**Materials provided**
▬▬▬

PR #411, opened 2024-03-22
Addeed a method to apply options for hash signing

popenta:


src/transactionComputer.ts
```diff
@@ -77,11 +82,21 @@ export class TransactionComputer {
     }
 
     applyGuardian(transaction: ITransaction, guardian: string) {
-        transaction.version = 2;
+        if (transaction.version < TRANSACTION_VERSION_DEFAULT) {
+            transaction.version = TRANSACTION_VERSION_DEFAULT;
+        }
```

▬▬▬

**Your task**
Exactly and without omission, set down every entry.

**Answer below**
PR #411, opened 2024-03-22
Addeed a method to apply options for hash signing

popenta:


src/transactionComputer.ts
```diff
@@ -77,11 +82,21 @@ export class TransactionComputer {
     }
 
     applyGuardian(transaction: ITransaction, guardian: string) {
-        transaction.version = 2;
+        if (transaction.version < TRANSACTION_VERSION_DEFAULT) {
+            transaction.version = TRANSACTION_VERSION_DEFAULT;
+        }
```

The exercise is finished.